Task details => For each line of the data below, copy it if it holds the word "speed".

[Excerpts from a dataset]
- Opening Delimiter -

PR #5991, opened 2018-01-03
[RFC] Make Output Ranges Using Methods The Preferred toString Option

JackStouffer:
This proposal

* Modifies `std.format` to recognize any `toString` that accepts a character accepting output range as having a valid `toString` overload
* Modifies `std.format` to prioritize and use the output range method when formatting aggregate types if it exists
* De-emphasizes the `scope delegate` `toString` methods in the docs

## Rationale

Firstly, speed. [According to Walter](https://issues.dlang.org/show_bug.cgi?id=9785#c3), the delegate passed as a parameter can never be in-lined because of how DMD does data flow analysis. Using instead the defined `put` method of an output range would solve that problem.

Secondly, the vision of Phobos.  Ranges are the present and the future. Output ranges really need more support in Phobos (std.conv).

Thirdly, safety. The vast majority of the code I've seen doesn't mark the `delegate` as `@safe` to allow non-safe sinks to work with it. This means that the `toString` method itself can never be marked `@safe` either. Making `toString` a template who's safety relies on the `put` method of the output range side-steps this problem entirely.

### DIFF
--- a/changelog/toString.dd
+++ b/changelog/toString.dd
@@ -20,11 +20,11 @@ auto t = MyType();
 writeln(t); // writes "Custom toString"
 -------
 
-This has several benefits for the user. Firstly, this design is much friendlier
+This has several benefits for the user. First, this design is much friendlier
 to inlining than the `toString(scope void delegate(const(char)[]) sink)` method of
-`toString`. Secondly, this cuts down on memory usage, as characters are placed right
-into the output buffers of functions like $(REF format, std, format). Thirdly,
-because `toString` is now a template, can be made `@safe` via inference much more
+`toString`. Second, this cuts down on memory usage, as characters are placed right
+into the output buffers of functions like $(REF format, std, format). Third,
+because `toString` is now a template, can be marked `@safe` via inference much more
 often.
 
 All previous forms of `toString` will continue to work.
--- a/changelog/toString.dd
+++ b/changelog/toString.dd
@@ -1,0 +1,30 @@
+toString Can Now Use Output Ranges
+
+The standard library has been modified to recognize and use `toString` overloads
+that accept $(REF_ALTTEXT output ranges, isOutputRange, std, range, primitives)
+when such overloads exist.
+
+-------
+import std.range.primitives;
+import std.stdio;
+
+struct MyType
+{
+    void toString(W)(ref W writer) if (isOutputRange!(W, char))
+    {
+        put(writer, "Custom toString");
+    }
+}
+
+auto t = MyType();
+writeln(t); // writes "Custom toString"
+-------
+
+This has several benefits for the user. Firstly, this design is much friendlier
+to inlining than the `toString(scope void delegate(const(char)[]) sink)` method of
+`toString`. Secondly, this cuts down on memory usage, as characters are placed right
+into the output buffers of functions like $(REF format, std, format). Thirdly,
+because `toString` is now a template, can be made `@safe` via inference much more
+often.
+
+All previous forms of `toString` will continue to work.
--- a/changelog/toString.dd
+++ b/changelog/toString.dd
@@ -1,4 +1,4 @@
-toString Can Now Use Output Ranges
+`toString` Can Now Use Output Ranges
 
 The standard library has been modified to recognize and use `toString` overloads
 that accept $(REF_ALTTEXT output ranges, isOutputRange, std, range, primitives)
--- a/std/format.d
+++ b/std/format.d
@@ -1735,10 +1735,22 @@ FormatSpec!Char singleSpec(Char)(Char[] fmt)
  * `toString` should have one of the following signatures:
  *
  * ---
- * const void toString(scope void delegate(const(char)[]) sink, FormatSpec fmt);
- * const void toString(scope void delegate(const(char)[]) sink, string fmt);
- * const void toString(scope void delegate(const(char)[]) sink);
- * const string toString();
+ * void toString(W)(ref W w, const ref FormatSpec fmt)
+ * void toString(W)(ref W w)
+ * string toString();
+ * ---
+ *
+ * Where `W` is an $(REF_ALTTEXT output range, isOutputRange, std,range,primitives)
+ * which accepts characters. The template type does not have to be called `W`.
+ *
+ * The following overloads are also accepted for legacy reasons or for use in virtual
+ * functions. It's recommended that any new code forgo these overloads if possible for
+ * speed and attribute acceptance reasons.
+ *
+ * ---
+ * void toString(scope void delegate(const(char)[]) sink, const ref FormatSpec fmt);
+ * void toString(scope void delegate(const(char)[]) sink, string fmt);
+ * void toString(scope void delegate(const(char)[]) sink);
  * ---
  *
  * For the class objects which have input range interface,
@@ -1756,7 +1768,7 @@ FormatSpec!Char singleSpec(Char)(Char[] fmt)
  * Otherwise, are formatted just as their type name.
  *
  * Params:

- Closing Delimiter -

Solution to the exercise =>
Firstly, speed. [According to Walter](https://issues.dlang.org/show_bug.cgi?id=9785#c3), the delegate passed as a parameter can never be in-lined because of how DMD does data flow analysis. Using instead the defined `put` method of an output range would solve that problem.
+ * speed and attribute acceptance reasons.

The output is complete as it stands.